#### [EXERCISE REQUIREMENTS]
Below are some entries. Output each one exactly as it appears.

Extracted data entries
·····

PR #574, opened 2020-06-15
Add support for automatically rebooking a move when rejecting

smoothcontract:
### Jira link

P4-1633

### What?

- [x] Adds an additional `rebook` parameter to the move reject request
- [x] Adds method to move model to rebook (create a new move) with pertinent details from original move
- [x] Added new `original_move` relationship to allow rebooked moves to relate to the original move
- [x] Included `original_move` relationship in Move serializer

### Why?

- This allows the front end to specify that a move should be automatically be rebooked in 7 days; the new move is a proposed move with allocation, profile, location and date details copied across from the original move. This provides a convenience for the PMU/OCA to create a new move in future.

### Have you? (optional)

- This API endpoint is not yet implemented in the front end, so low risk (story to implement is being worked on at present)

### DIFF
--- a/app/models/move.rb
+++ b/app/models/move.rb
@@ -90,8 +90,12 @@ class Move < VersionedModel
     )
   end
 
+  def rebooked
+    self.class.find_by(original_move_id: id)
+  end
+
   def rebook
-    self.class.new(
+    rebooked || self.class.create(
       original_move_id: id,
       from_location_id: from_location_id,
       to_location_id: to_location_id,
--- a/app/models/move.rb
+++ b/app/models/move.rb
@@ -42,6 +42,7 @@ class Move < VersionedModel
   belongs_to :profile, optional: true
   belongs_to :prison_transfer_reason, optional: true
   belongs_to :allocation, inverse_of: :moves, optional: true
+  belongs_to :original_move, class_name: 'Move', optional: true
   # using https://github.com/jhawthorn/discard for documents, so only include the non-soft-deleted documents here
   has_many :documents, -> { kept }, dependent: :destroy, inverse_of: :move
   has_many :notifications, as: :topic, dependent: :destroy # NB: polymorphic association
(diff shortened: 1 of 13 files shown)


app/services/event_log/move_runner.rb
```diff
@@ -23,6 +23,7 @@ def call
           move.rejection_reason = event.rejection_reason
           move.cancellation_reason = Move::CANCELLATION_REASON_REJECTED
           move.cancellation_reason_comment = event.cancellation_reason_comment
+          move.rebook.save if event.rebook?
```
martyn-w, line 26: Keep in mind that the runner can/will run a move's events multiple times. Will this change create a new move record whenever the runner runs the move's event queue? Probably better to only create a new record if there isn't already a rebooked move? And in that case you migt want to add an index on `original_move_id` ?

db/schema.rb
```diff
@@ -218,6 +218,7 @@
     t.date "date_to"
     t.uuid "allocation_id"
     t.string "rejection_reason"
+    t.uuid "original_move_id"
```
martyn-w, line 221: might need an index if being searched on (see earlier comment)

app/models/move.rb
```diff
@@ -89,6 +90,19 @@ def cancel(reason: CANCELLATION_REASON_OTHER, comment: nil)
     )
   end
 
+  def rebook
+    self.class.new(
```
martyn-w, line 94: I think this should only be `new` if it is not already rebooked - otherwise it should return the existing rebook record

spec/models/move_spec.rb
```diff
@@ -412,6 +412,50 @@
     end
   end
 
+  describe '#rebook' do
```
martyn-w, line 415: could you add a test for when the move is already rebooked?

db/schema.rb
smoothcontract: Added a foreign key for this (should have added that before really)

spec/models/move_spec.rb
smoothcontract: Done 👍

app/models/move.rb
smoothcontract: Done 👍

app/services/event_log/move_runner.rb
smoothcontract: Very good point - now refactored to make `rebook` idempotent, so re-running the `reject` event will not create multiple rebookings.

·····

#### [TASK OUTPUT]
PR #574, opened 2020-06-15
Add support for automatically rebooking a move when rejecting

smoothcontract:
### Jira link

P4-1633

### What?

- [x] Adds an additional `rebook` parameter to the move reject request
- [x] Adds method to move model to rebook (create a new move) with pertinent details from original move
- [x] Added new `original_move` relationship to allow rebooked moves to relate to the original move
- [x] Included `original_move` relationship in Move serializer

### Why?

- This allows the front end to specify that a move should be automatically be rebooked in 7 days; the new move is a proposed move with allocation, profile, location and date details copied across from the original move. This provides a convenience for the PMU/OCA to create a new move in future.

### Have you? (optional)

- This API endpoint is not yet implemented in the front end, so low risk (story to implement is being worked on at present)

### DIFF
--- a/app/models/move.rb
+++ b/app/models/move.rb
@@ -90,8 +90,12 @@ class Move < VersionedModel
     )
   end
 
+  def rebooked
+    self.class.find_by(original_move_id: id)
+  end
+
   def rebook
-    self.class.new(
+    rebooked || self.class.create(
       original_move_id: id,
       from_location_id: from_location_id,
       to_location_id: to_location_id,
--- a/app/models/move.rb
+++ b/app/models/move.rb
@@ -42,6 +42,7 @@ class Move < VersionedModel
   belongs_to :profile, optional: true
   belongs_to :prison_transfer_reason, optional: true
   belongs_to :allocation, inverse_of: :moves, optional: true
+  belongs_to :original_move, class_name: 'Move', optional: true
   # using https://github.com/jhawthorn/discard for documents, so only include the non-soft-deleted documents here
   has_many :documents, -> { kept }, dependent: :destroy, inverse_of: :move
   has_many :notifications, as: :topic, dependent: :destroy # NB: polymorphic association
(diff shortened: 1 of 13 files shown)


app/services/event_log/move_runner.rb
```diff
@@ -23,6 +23,7 @@ def call
           move.rejection_reason = event.rejection_reason
           move.cancellation_reason = Move::CANCELLATION_REASON_REJECTED
           move.cancellation_reason_comment = event.cancellation_reason_comment
+          move.rebook.save if event.rebook?
```
martyn-w, line 26: Keep in mind that the runner can/will run a move's events multiple times. Will this change create a new move record whenever the runner runs the move's event queue? Probably better to only create a new record if there isn't already a rebooked move? And in that case you migt want to add an index on `original_move_id` ?

db/schema.rb
```diff
@@ -218,6 +218,7 @@
     t.date "date_to"
     t.uuid "allocation_id"
     t.string "rejection_reason"
+    t.uuid "original_move_id"
```
martyn-w, line 221: might need an index if being searched on (see earlier comment)

app/models/move.rb
```diff
@@ -89,6 +90,19 @@ def cancel(reason: CANCELLATION_REASON_OTHER, comment: nil)
     )
   end
 
+  def rebook
+    self.class.new(
```
martyn-w, line 94: I think this should only be `new` if it is not already rebooked - otherwise it should return the existing rebook record

spec/models/move_spec.rb
```diff
@@ -412,6 +412,50 @@
     end
   end
 
+  describe '#rebook' do
```
martyn-w, line 415: could you add a test for when the move is already rebooked?

db/schema.rb
smoothcontract: Added a foreign key for this (should have added that before really)

spec/models/move_spec.rb
smoothcontract: Done 👍

app/models/move.rb
smoothcontract: Done 👍

app/services/event_log/move_runner.rb
smoothcontract: Very good point - now refactored to make `rebook` idempotent, so re-running the `reject` event will not create multiple rebookings.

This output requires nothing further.